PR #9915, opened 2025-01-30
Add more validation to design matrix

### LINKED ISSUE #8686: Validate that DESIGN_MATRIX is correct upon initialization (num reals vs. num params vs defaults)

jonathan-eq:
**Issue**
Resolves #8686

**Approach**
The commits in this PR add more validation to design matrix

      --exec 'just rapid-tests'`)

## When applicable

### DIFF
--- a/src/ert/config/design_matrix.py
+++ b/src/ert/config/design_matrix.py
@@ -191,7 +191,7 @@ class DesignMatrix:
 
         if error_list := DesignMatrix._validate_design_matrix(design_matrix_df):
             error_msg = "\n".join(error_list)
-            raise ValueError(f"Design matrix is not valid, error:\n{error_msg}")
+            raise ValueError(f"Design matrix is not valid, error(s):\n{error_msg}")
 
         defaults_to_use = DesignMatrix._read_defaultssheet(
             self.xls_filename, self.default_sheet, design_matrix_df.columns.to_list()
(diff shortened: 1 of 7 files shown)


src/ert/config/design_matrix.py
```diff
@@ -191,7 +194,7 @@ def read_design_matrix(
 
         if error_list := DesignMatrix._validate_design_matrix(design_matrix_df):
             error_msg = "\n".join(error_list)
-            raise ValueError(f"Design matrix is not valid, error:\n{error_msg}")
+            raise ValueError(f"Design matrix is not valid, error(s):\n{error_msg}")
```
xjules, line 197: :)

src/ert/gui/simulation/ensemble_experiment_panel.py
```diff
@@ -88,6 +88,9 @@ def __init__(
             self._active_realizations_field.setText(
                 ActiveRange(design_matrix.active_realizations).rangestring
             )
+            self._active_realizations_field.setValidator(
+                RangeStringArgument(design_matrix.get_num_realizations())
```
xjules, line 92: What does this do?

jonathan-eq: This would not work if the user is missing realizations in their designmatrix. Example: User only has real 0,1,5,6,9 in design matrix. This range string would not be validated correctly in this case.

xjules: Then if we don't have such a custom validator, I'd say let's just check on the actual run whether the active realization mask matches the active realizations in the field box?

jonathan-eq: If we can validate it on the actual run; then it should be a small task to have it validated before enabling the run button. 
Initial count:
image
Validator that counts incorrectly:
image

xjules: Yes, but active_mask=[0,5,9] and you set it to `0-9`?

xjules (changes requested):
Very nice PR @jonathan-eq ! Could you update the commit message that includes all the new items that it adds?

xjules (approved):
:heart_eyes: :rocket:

┄┄┄┄┄┄┄┄┄┄┄┄┄┄┄┄┄┄┄┄

Exercise brief:
From the preceding material, extract every line exactly.

Result:
PR #9915, opened 2025-01-30
Add more validation to design matrix

### LINKED ISSUE #8686: Validate that DESIGN_MATRIX is correct upon initialization (num reals vs. num params vs defaults)

jonathan-eq:
**Issue**
Resolves #8686

**Approach**
The commits in this PR add more validation to design matrix

      --exec 'just rapid-tests'`)

## When applicable

### DIFF
--- a/src/ert/config/design_matrix.py
+++ b/src/ert/config/design_matrix.py
@@ -191,7 +191,7 @@ class DesignMatrix:
 
         if error_list := DesignMatrix._validate_design_matrix(design_matrix_df):
             error_msg = "\n".join(error_list)
-            raise ValueError(f"Design matrix is not valid, error:\n{error_msg}")
+            raise ValueError(f"Design matrix is not valid, error(s):\n{error_msg}")
 
         defaults_to_use = DesignMatrix._read_defaultssheet(
             self.xls_filename, self.default_sheet, design_matrix_df.columns.to_list()
(diff shortened: 1 of 7 files shown)


src/ert/config/design_matrix.py
```diff
@@ -191,7 +194,7 @@ def read_design_matrix(
 
         if error_list := DesignMatrix._validate_design_matrix(design_matrix_df):
             error_msg = "\n".join(error_list)
-            raise ValueError(f"Design matrix is not valid, error:\n{error_msg}")
+            raise ValueError(f"Design matrix is not valid, error(s):\n{error_msg}")
```
xjules, line 197: :)

src/ert/gui/simulation/ensemble_experiment_panel.py
```diff
@@ -88,6 +88,9 @@ def __init__(
             self._active_realizations_field.setText(
                 ActiveRange(design_matrix.active_realizations).rangestring
             )
+            self._active_realizations_field.setValidator(
+                RangeStringArgument(design_matrix.get_num_realizations())
```
xjules, line 92: What does this do?

jonathan-eq: This would not work if the user is missing realizations in their designmatrix. Example: User only has real 0,1,5,6,9 in design matrix. This range string would not be validated correctly in this case.

xjules: Then if we don't have such a custom validator, I'd say let's just check on the actual run whether the active realization mask matches the active realizations in the field box?

jonathan-eq: If we can validate it on the actual run; then it should be a small task to have it validated before enabling the run button. 
Initial count:
image
Validator that counts incorrectly:
image

xjules: Yes, but active_mask=[0,5,9] and you set it to `0-9`?

xjules (changes requested):
Very nice PR @jonathan-eq ! Could you update the commit message that includes all the new items that it adds?

xjules (approved):
:heart_eyes: :rocket:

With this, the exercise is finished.